US20150117037A1

US20150117037A1 - Lamp structure

Info

Publication number: US20150117037A1
Application number: US14/194,823
Authority: US
Inventors: Yueh-Ying FAN
Original assignee: Lextar Electronics Corp
Current assignee: Lextar Electronics Corp
Priority date: 2013-10-24
Filing date: 2014-03-03
Publication date: 2015-04-30
Also published as: TWI561764B; TW201516323A

Abstract

A lamp structure includes a shell, a light board, at least one light emitting diode, two electrical connecting elements, an electrical terminal, and a driving module. The shell has a first end and a second end opposite to each other. The light board is disposed on the first end of the shell. The light board has two through holes and two conductive portions respectively disposed adjacent to the through holes. The electrical connecting elements are disposed around the through holes and on the light board, and electrically connected to the conductive portions, respectively. The driving module includes a driving circuit and two electrodes. The driving circuit is disposed at a side of the light board opposite to the light emitting diode. The two electrodes are electrically connected to the driving circuit. The two electrodes thread through the two through holes and interfere with the two electrical connecting elements, respectively.

Description

RELATED APPLICATIONS

This application claims priority to Taiwan Application Serial Number 102138495, filed Oct. 24,2013, which is herein incorporated by reference.

BACKGROUND

1. Field of Invention
The present invention relates to a lamp structure. More particularly, the present invention relates to an LED lamp structure.
2. Description of Related Art
A general light emitting diode lamp at least includes a light emitting diode, a light board, and a driving module. The light emitting diode and the driving module are respectively disposed at opposite sides of the light board. In general, wires are required between the light emitting diode and the driving module to form electrical connections, where the joint is conducted by bonding with solders. Accordingly, in assembly the wires are respectively guided through two predetermined holes of the light board and then pulled out from the holes to connect to solder pads for the light emitting diode on the light board. The ends of the wires are pressed on the pads and bonded to the pads with solder. This configuration of the wires in the assembly has a weak mechanical structure. Also, the assembly processes are complicated, which incurs more cost of components in the assembly and is disadvantageous to the mass production.

SUMMARY

An aspect of the present invention provides a lamp structure including a shell, a light board, at least one light emitting diode, two electrical connecting elements, an electrical terminal, and a driving module. The shell has a first end and a second end opposite to the first end. The light board is disposed on the first end of the shell. The light board has two through holes and two conductive portions respectively disposed adjacent to the two through holes. The light emitting diode is disposed on the light board. The electrical connecting elements are respectively disposed around the two through holes and on the light board, and respectively electrically connected to the two conductive portions. The electrical terminal is connected to the second end of the shell and forms an accommodating space with the shell.
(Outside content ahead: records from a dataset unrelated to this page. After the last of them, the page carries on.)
PR #82, opened 2017-09-30
Fix week3 git slides

joshhting:


slides/week3/git.org
```diff
@@ -25,12 +28,23 @@
...
-- git history is a *graph*
+** Git as a Graph
+- Git history is a *graph*
+- A graph is simply a collection of nodes connected by edges
 - Each commit is a node on the graph
-- Ways to see it as a graph, rather than a line of commits
-  - ~git~ porcelain
+- Subsequent commits are linked by edges
+
+** Git as a Graph cont.
```
JasonGibson274: Can we have a speaker note to mentioning that this is a installed package and is not installed by default.

slides/week3/git.org
```diff
@@ -25,12 +28,23 @@
...
+- Some useful tools to visualize your repo's git history as a graph:
+  - ~git porcelain~
     #+BEGIN_SRC sh
       git log --oneline --graph --all --decorate
```
JasonGibson274: might be nice to show this on the software training repo since ours branches a lot.

JasonGibson274 (changes requested):
Just a quick fix but looks good otherwise.

slides/week3/git.org
joshhting: Isn't that what the output on this slide is showing?

JasonGibson274: Valid point

JasonGibson274 (dismissed):

slides/week3/git.org
```diff
@@ -25,12 +28,23 @@
...
+- Git history is a *graph*
+- A graph is simply a collection of nodes connected by edges
 - Each commit is a node on the graph
-- Ways to see it as a graph, rather than a line of commits
-  - ~git~ porcelain
+- Subsequent commits are linked by edges
+
+** Git as a Graph cont.
+- Some useful tools to visualize your repo's git history as a graph:
+  - ~git porcelain~
```
jgkamat: x

joshhting: You mean change this line to just `- Git Porcelain`?

jgkamat: Yup, that worksf or me.

slides/week3/git.org
```diff
@@ -43,110 +60,84 @@
...
 - Create branches with
-
   #+BEGIN_SRC sh
     # git branch <BRANCH_NAME>
 
     # Create two branches, starting from the current commit
 
-    git branch stable
-    git branch beta
+    git branch branch1
```
jgkamat: Any reason why the branches were renamed? I was trying to make a realistic story and setting on why branches should be used (so there is a real world example right there)  rather than just using them. See the commands below.

slides/week3/git.org
```diff
@@ -43,110 +60,84 @@
...
-    git checkout beta
+    git checkout branch2
     echo "This feature is unstable!" > beta_release.txt
     git add -A
     git commit -m "Add beta_release.txt"
   #+END_SRC
-- Since the beta branch was *behind* the stable branch, this creates a 'fork' in the commit history
-- Notice, master has not moved at all (since no commits have been made on it)
-  #+BEGIN_SRC
-    1c65f7b * beta Add beta_release.txt
```
jgkamat, line 111: Any reason why the graphs were removed? Trying to hide git's graph structure leads to MUCH more confusion down the road (most people try to hide the graph structure and treat it as a line, which is not the case). I was confused for a good year on rebasing and merging due to this.

slides/week3/git.org
```diff
@@ -25,12 +28,26 @@
 - Branches are what people have the most trouble with
   - _*Ask questions /please/!*_ This is a difficult topic.
 
-** Git As a Graph
+** Remotes vs Branches vs Forks
+- A fork or clone does a full copy of the git repo
+- A remote is a pointer to another copy of this git repo
+- A repository is a collection of *branches*
```
jgkamat: This is misleading - it implies that branches are fundamental to the internal structure to git, while in reality they are much more just pointers to the underlying structure. 

For example, you can use git entirely without branches, if you wished, but the repository would still exist.

slides/week3/git.org
```diff
@@ -25,12 +28,26 @@
...
-- Ways to see it as a graph, rather than a line of commits
-  - ~git~ porcelain
+- Subsequent commits are linked by edges
+
+** Git as a Graph cont.
+#+BEGIN_NOTES
+These tools are not installed by default.
+#+END_NOTES
+- Some useful tools to visualize your repo's git history as a graph:
+  - ~git porcelain~
```
jgkamat: On second thought, this is kind of random, and I think we should just remove it (just say `git`).

jgkamat (changes requested):

slides/week3/git.org
JasonGibson274: they were renamed since they appeared to be keywords and we wanted to make sure they knew that a branch has an arbitrary name.

slides/week3/git.org
JasonGibson274: the text based renderings were confusing. I think adding speaker notes to pull up something like gitk would be better to show the structure instead of showing them text renderings that do not make any sense if you do not already know what a commit is (which they really do not).

slides/week3/git.org
jgkamat: Just name it to `stableRj` and `betaRj` then? Or similar? It's possible to get both.

jgkamat (approved):
Seems good to me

The driving module is disposed in the accommodating space. The driving module includes a driving circuit and two electrodes. The driving circuit is disposed at a side of the light board opposite to the light emitting diode. The electrodes are electrically connected to the driving circuit and protruding from the driving circuit. The two electrodes thread through the two through holes and interfere with the two electrical connecting elements, respectively.
In one or more embodiments, each of the electrical connecting elements is a spring plate. The spring plate includes a fixing portion and a connecting portion. The fixing portion has an opening therein. The opening exposes the through hole of the light board. The connecting portion extends upwards from the fixing portion to the above of the through hole, and the connecting portion is configured for connecting the electrode.
In one or more embodiments, the shell further has a supporting surface disposed on the first end configured for supporting the light board
In one or more embodiments, the supporting surface has two guiding slots respectively disposed below the two through holes of the light board. The guiding slots are configured for guiding the two electrodes into the two through holes.
In one or more embodiments, each of the guiding slots includes a hole and two inclined chamfered portions. The hole is disposed on the supporting surface and corresponding to the through hole. The inclined chamfered portions are disposed below the supporting surface and disposed at two opposite sides of the hole.
In one or more embodiments, the lamp structure further includes a plurality of hooks disposed at an edge of the first end of the shell. The hooks are configured for fixing the light board.
In one or more embodiments, the lamp structure further includes a lamp cover disposed on the first end of the shell to cover at least the light board, the light emitting diode, and the electrical connecting elements.
In one or more embodiments, the electrical connecting elements are fixed on the light board through a bonding process.
In one or more embodiments, the electrical connecting elements are made of metal.
In one or more embodiments, the conductive portions are bonding pads.
Since the lamp structure in the embodiments mentioned above is assembled by processing the operations of threading the electrodes of the driving module through the shell and the light board, and being respectively electrically connecting the electrodes to the electrical connecting elements. Therefore, the assembly process can be speed up. Furthermore, since the driving module can be electrically connected to the light emitting diode without wires, the structure strength of the lamp structure can be enhanced.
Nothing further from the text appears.